Academic administrators should teach. I suggest that they consider teaching in first-year and other gateway courses to support these important parts of the curriculum.
First-year courses and gateway courses in the disciplines are extremely important. They occur early in students’ academic careers, helping them acquire an intellectual foundation and form a sense of self that will serve them throughout their academic careers. These courses are opportunities for the development of skill in writing, analytical thinking, understanding complexity and ambiguity, and problem solving. For those students who are particularly at-risk, it is a time when thoughtful instructors can help them overcome the challenges of being college students and form a foundation for success.
The main difficulty with gateway courses, particularly first-year courses, is staffing. Many faculty members are trained to be experts in their disciplines and would prefer to teach upper-level courses in their own departments. The interdisciplinary nature of first-year courses requires teaching unfamiliar materials. In addition, these courses require faculty to teach such skills as writing and analysis of unfamiliar problems, activities for which they often feel unprepared. The result is a sense of unhappiness that often borders on fear. Gateway courses in the disciplines, such as introductory psychology, are also difficult. They tend to have large class sizes, with enrolled students who vary in level of preparation or interest.

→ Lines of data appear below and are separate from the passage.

PR #270, opened 2025-10-15
🤖 Fix interrupted processes not being cleaned up

ammar-agent:
Fixes process leaks when users interrupt long-running commands (e.g., cargo build) via Ctrl+C on macOS/Linux.

## Problem

User reported interrupted processes continue draining CPU after cancellation. Root cause:
- Bash tool spawns with `detached: true` to create process group
- Abort/timeout handlers called `childProcess.child.kill()` - only kills bash
- Child processes (cargo, rustc, etc.) remain running and drain CPU
- SIGTERM can be caught/ignored by processes

## Solution

**Add `killGroup()` method using SIGKILL:**
```typescript
killGroup(): void {
  process.kill(-this.process.pid, 'SIGKILL');  // Negative PID kills entire group
}
```

**Use SIGKILL for forceful termination scenarios:**
- Abort handler (user Ctrl+C) → `killGroup()`
- Timeout handler → `killGroup()`
- Truncation handler → `killGroup()`
- Normal cleanup → Still uses SIGTERM (graceful)

**Why SIGKILL:**
- Cannot be caught or ignored
- Guarantees process group cleanup
- Appropriate for user-initiated cancellation

## Testing

**New test:** Verifies AbortController kills all spawned child processes

**Regression:** All 536 existing tests pass

## Tradeoff

SIGKILL doesn't allow graceful cleanup, so cargo might leave lock files. This is acceptable for user-initiated cancellation where immediate termination is expected.

_Generated with `cmux`_

### DIFF
--- a/src/services/tools/bash.test.ts
+++ b/src/services/tools/bash.test.ts
@@ -905,6 +905,7 @@ fi
 
     // Wait for all processes to be cleaned up (SIGKILL needs time to propagate in CI)
     // Retry with exponential backoff instead of fixed wait
+    // Use ps + grep to avoid pgrep matching itself
     let remainingProcesses = -1;
     for (let attempt = 0; attempt < 5; attempt++) {
       await new Promise((resolve) => setTimeout(resolve, 200 * (attempt + 1)));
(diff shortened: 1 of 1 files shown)


ammario (approved):

ammar-agent:
Fixed in latest commit (8256346b) - removed unused `childPids` variable.

ammario (approved):

ammar-agent:
@codex This issue was fixed in commit 7bdb6dbc - the `childPids` variable has been removed.

ammar-agent:
@codex review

There are many ways to address these issues. A good faculty development program can help faculty learn relevant content for materials outside their disciplines. Help with pedagogical advances can be provided. In many cases there are guidelines for the distribution of courses offered by departments. Some institutions rely on adjuncts for such courses, releasing full-time faculty for other teaching assignments. I wish to focus on one particular idea: academic administrators taking the lead in offering a section of first-year or other gateway courses. This need not be every term or even every year, but regular teaching of such courses has many benefits, both for the individual and the institution.
Leadership. When the dean teaches a section of a first-year or other gateway course, this signals to the faculty that such classes are valued. This can be helpful in creating respect for such courses across the campus.
Shared Responsibility. The faculty can see that the administrators are willing to take on direct responsibility for the curriculum and do some of the same work that they do. This helps break down the sense of hierarchy that often troubles academic institutions. If the leaders are willing to share responsibility, then they are “one of us.” There is a great deal of concern for shared governance in the modern academy. This approach can be called “shared teaching,” a concept that parallels “shared governance.”
Familiarity with Students. Administrators who have great responsibilities for admissions, support services, and teaching development programs can benefit from knowing the characteristics of students first-hand. Issues such as student anxiety, cognitive challenges, and the needs of inclusive pedagogy are better understood from direct experience with the students themselves.
New Ideas for Pedagogy. Experimentation with new pedagogies is quite common. The number of recently published books on how students learn makes clear that we are trying to construct pedagogies that are effective. Teaching a gateway course is an opportunity to try new ideas for teaching and to evaluate them.
Intellectual Stimulation. Administrators spend a great deal of time on budgeting, hiring, personnel procedures, report preparation, and meeting with constituencies such as trustees. These activities are critical and a good administrator who handles such issues with skill can make an important contribution to their institution. But teaching students at the beginning of their careers provides a different kind of activity—an intellectual stimulation that is refreshing. Those moments when you are in a classroom with students are a time when you are not interrupted by questions such as how to balance the budget or deal with a personnel dispute. Years ago a colleague commented to me, “The classroom is a relief.” This is perhaps an overstatement, but it does make the point. More recently, another colleague pointed out that Plato’s Republic and Natasha Trethewey’s collection of poems about growing up in the south, entitled Native Guard, are both about justice. This insight was fascinating, one easier to understand after teaching in my institution’s first year program and interacting with both texts.
It’s Fun. Perhaps the most important reason for teaching in gateway courses is that it is satisfying. The other reasons are in a sense subsets of this one. Most academic administrators started as faculty—faculty who teach. The chance to return to that beginning, if only for a few hours each week, is a wonderful way to maintain enthusiasm and vitality.
Gateway courses are at the heart of what we do. If academic administrators can be directly involved in them, we shall all benefit.